Layer chocolate ganache and toasted marshmallows on top of a crispy graham cracker crust for a heavenly treat.
300 grams dark chocolate
150 milliliters whipping cream
150 grams mini marshmallows
150 grams regular marshmallows
100 grams melted dark chocolate
150 grams graham cookies
300 grams graham crackers
150 milliliters melted butter (unsalted or salted is fine)
To prepare the crust add cookies to a food processor and process until crushed. Add melted butter and pulse until well combined. Mixture should resemble wet sand. Alternatively you can add the cookies to a large zip lock bag and crush using a rolling pin.
Add the crushed cookie mixture to a long tart shell 30 centimeters x 20 centimeters and use the back of a spoon to press down on the bottom and sides making sure it's spread out evenly. Chill for 1 hour.
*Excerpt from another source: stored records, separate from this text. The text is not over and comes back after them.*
PR #4352, opened 2026-03-17
[AclOrch] Updates Mirror and MirrorV6 Ingress Stage to Accept Egress Action

AndoniSanguesa:
What I did
Added Mirror Egress Action to set of available actions for Ingress Stage Acl tables of type Mirror and MirrorV6

Why I did it
Broadcom has specified that for TH5, they only support egress on the ingress ACL pipeline. There is no ASIC support for any mirroring actions on the egress ACL pipeline.

How I verified it
Installed on 7060x6 and verified that acl rule was accepted after change. Installed on a mellanox device as well to verify the rule is still rejected on a different sku. Mirroring occurred as expected on 7060x6, no regressions were observed.

### DIFF
--- a/orchagent/aclorch.cpp
+++ b/orchagent/aclorch.cpp
@@ -260,7 +260,8 @@ static acl_table_action_list_lookup_t defaultAclActionList =
             {
                 ACL_STAGE_INGRESS,
                 {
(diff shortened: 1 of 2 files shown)


vmittal-msft:
@AndoniSanguesa please share master pr

vmittal-msft (approved):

To prepare ganache by adding 300 grams dark chocolate to a large microwave safe bowl along with cream and microwave for 20 seconds at a time, mixing each time until smooth. Add to prepared shell.
Sprinkle mini marshmallows on top and use a kitchen torch to toast marshmallows. Allow to set in the fridge for 20 min.
Drizzle with melted chocolate and add regular marshmallows. Toast marshmallows before you add crushed graham cookies.